The lower temperature on the non-contact side of the film compared to the contact side reduces the activity of thermofluctuation processes, which, according to Zhurkov’s theory, determine the rate of accumulation of molecular breaks. However, the inhomogeneous temperature distribution along the film thickness entails inhomogeneous values of tensile stresses; the stresses on the non-contact side are higher than on the contact side. According to the same Zhurkov theory, increasing stress decreases the activation energy and accelerates molecular rupture. It is assumed that the effect of inhomogeneity of stress distribution prevails over the effect of temperature inhomogeneity, which leads to the formation of macro- and microdefects in the colder near-surface layers.

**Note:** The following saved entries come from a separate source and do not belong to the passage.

Issue #2168, opened 2017-05-30
Include ES6 modules in npm dist


timkelty:
**Do you want to request a *feature* or report a *bug*?**
*feature*

**Feature: What is your use case for such a feature?**
If you are already compiling with Babel/Webpack, you may want to import instantsearch's ES6 modules directly. Currently included are the compiled webpack output and the es5 modules.

**What is the version you are using? Always use the latest one before opening a bug issue.**
2.0.0.beta 4

Haroenv:
Yes, but usually the code itself should still be transformed to lowest common denominator, while only the imports/exports are kept es6. This was already the roadmap after 2 is out of beta.

iam4x:
We will not provide the source files as it on npm, what we do is:

* Providing an UMD build to include in a webpage through a `<script>` tag (/dist) on npm
* Providing ES6 to ES5 files already transpiled through babel

You can easily reduce your final build size by importing the files you only need:

```js
import instantsearch from 'instantsearch.js/dist/instantsearch'
``` 

Results to a build of ~1.14mb (not minified/uglified), but when importing that way:

```js
import instantsearch from 'instantsearch.js/dist-es5-module/src/lib/main';

// you can combine with specific parts
// for instance when using only connectors to build your app
import * as connectors from 'instantsearch.js/dist-es5-module/src/connectors';
```

These two imports (without using widgets in your code but only connectors) results to a ~175kb (not minified/uglified).

Right now this a little bit complicated and not enough documented, the roadmap for the v2.1 is to simplify and update the building tools so you will be abble to import that way:

```js
import instantsearch, { connectors, widgets } from 'instantsearch.js'
```

Can you try to import from `dist-es5-modules` and tell me the result?

timkelty:
> Can you try to import from dist-es5-modules and tell me the result?

@iam4x yep, that's what I'm doing right now, and it works. I just need to exclude it from my `babel-loader`, or I get errors.

However, as I'm already compiling with webpack/babel, ideally I still want to import the ES6 modules. Why? For one, [tree shaking](http://jakewiesler.com/tree-shaking-es6-modules-in-webpack-2/).

iam4x:
It's recommended to exclude any libraries from `node_modules` into babel-loader comfiguration, this is an expected behaviour.

And yes when transpiling from ES6 to ES6 with `babel-present-env` and `modules: false` like @Haroenv said only the imports/exports are kept es6.

timkelty:
Thanks!

Issue #1866, opened 2017-01-18
Update the build stack


vvo:

vvo:
Done on react-instantsearch, to be done on instantsearch.js

bobylito:
Webpack 2 or rollup. Seems like rollup is more fit to libraries cc @Haroenv @rayrutjes

Haroenv:
my vote goes to rollup here

vvo:
From the last experimentations of @rayrutjes, we should use rollup for libraries when feasible (= no heavy webpack loaders we depend on).

bobylito:
Well we did some upgrade in v2. Let's revisit that later. Closing for now.

PR #2218, opened 2017-07-03
Upgrade building tools

iam4x:
This is still work in progress, opening the PR so we can track the progress.

Linked issues #2168 #1866 

## Summary

The build mechanism has not been updated with the v2. Now that version is live, we will upgrade the building tools in order to have the most productive development environment 🚀

I did an experiment by replacing `node-sass` with `postcss` but it's too much overhead, we will sync about this when we want to provide a single shared theme in between instantsearch libraries.

I also did an experiment with rollup instead of webpack, but there's no real advantages of doing this. It adds more dependancies and now webpack3 has reached the state of rollup, maybe goes further with [scope hoisting](https://medium.com/webpack/brief-introduction-to-scope-hoisting-in-webpack-8435084c171f) 🌟

* [x] Upgrade dev & staging build to use webpack v3
* [x] `$ yarn dev` and `$ yarn staging` shares now the same `dev/webpack.config.js`
* [x] Remove the `.babel.js` from webpack config to load faster since we use now nodejs7+ we can use ES6 features without transpiling through babel
* [x] Upgrade docgen to use webpack3
* [x] Upgrade final build to use `babel` CLI for ES6 modules
* [x] Use `babel-preset-env` with `modules: false` (Tree shaking)
* [x] Upgrade final build to use webpack3 for browsers builds
* [x] Simplify and clean every `scripts/*.sh` (since we use almost webpack to do all the stuff, we can have one liner commands into `package.json` scripts)
* [x] Document usage with rollup/wepback2+ for tree shaking

More detailed changes for the dev env:

* use of webpack [style-loader](https://github.com/webpack-contrib/style-loader) + [sass-loader](https://github.com/webpack-contrib/sass-loader) instead of building and watching with `node-sass` CLI
     -> This introduce a speed gain as well of having the "hot-reload" of styles
* use of [html-webpack-plugin](https://github.com/jantimon/html-webpack-plugin) to generate an `index.html` with hashed assets
     -> Cache buster when deploying to staging
* use of [autodll-webpack-plugin](https://github.com/asfktz/autodll-webpack-plugin) which build vendors seperatly
     -> Speed up re-build on dev (big external libraries not re-builded)
* use of [happypack](https://github.com/amireh/happypack) which allow to transform multiple files in parallel
      -> Speed up initial build and re-build

## Results

**Staging build** is 50% faster (removed the minification on new branch to have a fair comparison):

```
BEFORE:
➔ time (node-sass -o ./dev/ ./src/css --output-style expanded && webpack --config dev/webpack.staging.config.babel.js --hot --inline --no-info)

~12s

AFTER:
➔ time NODE_ENV=production webpack --config dev/webpack.config.js

~6s
```

**Production build** stays quite the same, no build size changes but everything is bundled by webpack.


dev/webpack.config.js
```diff
@@ -0,0 +1,161 @@
...
+
+  output: {
+    path: path.join(__dirname, 'dist'),
+    filename: '[name].[hash].js',
+    library: '[name]',
+    libraryTarget: 'umd',
+  },
+
+  module: {
+    rules: clean([
```
bobylito: `clean` is not explicit. Why not just filter on a new property that defines if it's dev instead of having `object|false`?

dev/webpack.config.js
```diff
@@ -0,0 +1,161 @@
...
+const ExtractTextPlugin = require('extract-text-webpack-plugin');
+const HtmlWebpackPluging = require('html-webpack-plugin');
+const BabiliPlugin = require('babili-webpack-plugin');
+const AutoDllPlugin = require('autodll-webpack-plugin');
+const HappyPack = require('happypack');
+
+const __DEV__ = process.env.NODE_ENV === 'development';
+const clean = arr => arr.filter(item => item !== false);
+
+module.exports = {
```
bobylito: imho defining three configurations: `common`, `dev`, `prod` is more legible and easy to follow.

vvo:
Is there any feature added for package consumers? (Out of curiosity).
What's the dev reload time before/after?

dev/webpack.config.js
iam4x: I was using different configurations before and merging them, but it was too complicated at some point. 

When you have different depth level of objects and arrays it's just a mess to have something like that to maintain. You are lacking of context, must have multiple files open and since this is only configuration I don't think we need to separate that much the concerns as we do in our codebase.

For instance overriding some options and adding new ones from a common configuration:

prod.webpack.config.js
```js
const commonConfig = require('./common.config.webpack.js');
const prodConfig = Object.assign({}, commonConfig);

prodConfig.entry = {
  bundle: './dev/app'
};

// change the js loader config
commonConfig.module.rules[3].use[1].options = {sourceMap: false};

// remove happypack
commonConfig.plugins.splice(3, 1);

// add minify
commonConfig.plugins.push(new BabiliPlugin());
```

I have also tried the "duplication" strategy like `create-react-app` does. It is also too complicated to maintain when you update the configuration you have the replicate all the changes in between configurations.

If we really want to separate configurations, we should look https://github.com/Fitbit/webpack-config

iam4x:
@vvo 

I will come with real stats in the end, but it's already a big win to have a single webpack handling all the stuff instead of having two CLI tool running for the dev environment (webpack & node-sass) separately.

It is suggested that defects formed in the colder near-surface layer will “work as a time mine” and lead to the formation of large rotational defects kink bands during further orientation drawing in the process of plastic deformation of the formed microfibrillar structure.

The formation of kink bands leads to premature rupture of the oriented material long before the limiting orientational elongations are reached and does not allow us to obtain oriented filaments with mechanical characteristics approaching the theoretical estimates. It is found that the most homogeneous temperature distribution over the film thickness, required, by default, for synchronous rearrangement of the non-oriented initial structure into a fibrillar one, is observed only for films less than 50 μm thick at a wide variation of the oriented film transport velocities through the heater. For thicker films, special attention should be paid to the selection of the drawing speed depending on the corresponding thickness of the oriented film in order to find the optimal temperature and force modes of orientation hardening used to obtain ultra-high-strength and high-modulus polyethylene yarns. Statistical confirmation of our hypothesis will require a large amount of experimental data on the detection of the moment of formation of kink bands as a function of temperature and drawing velocity.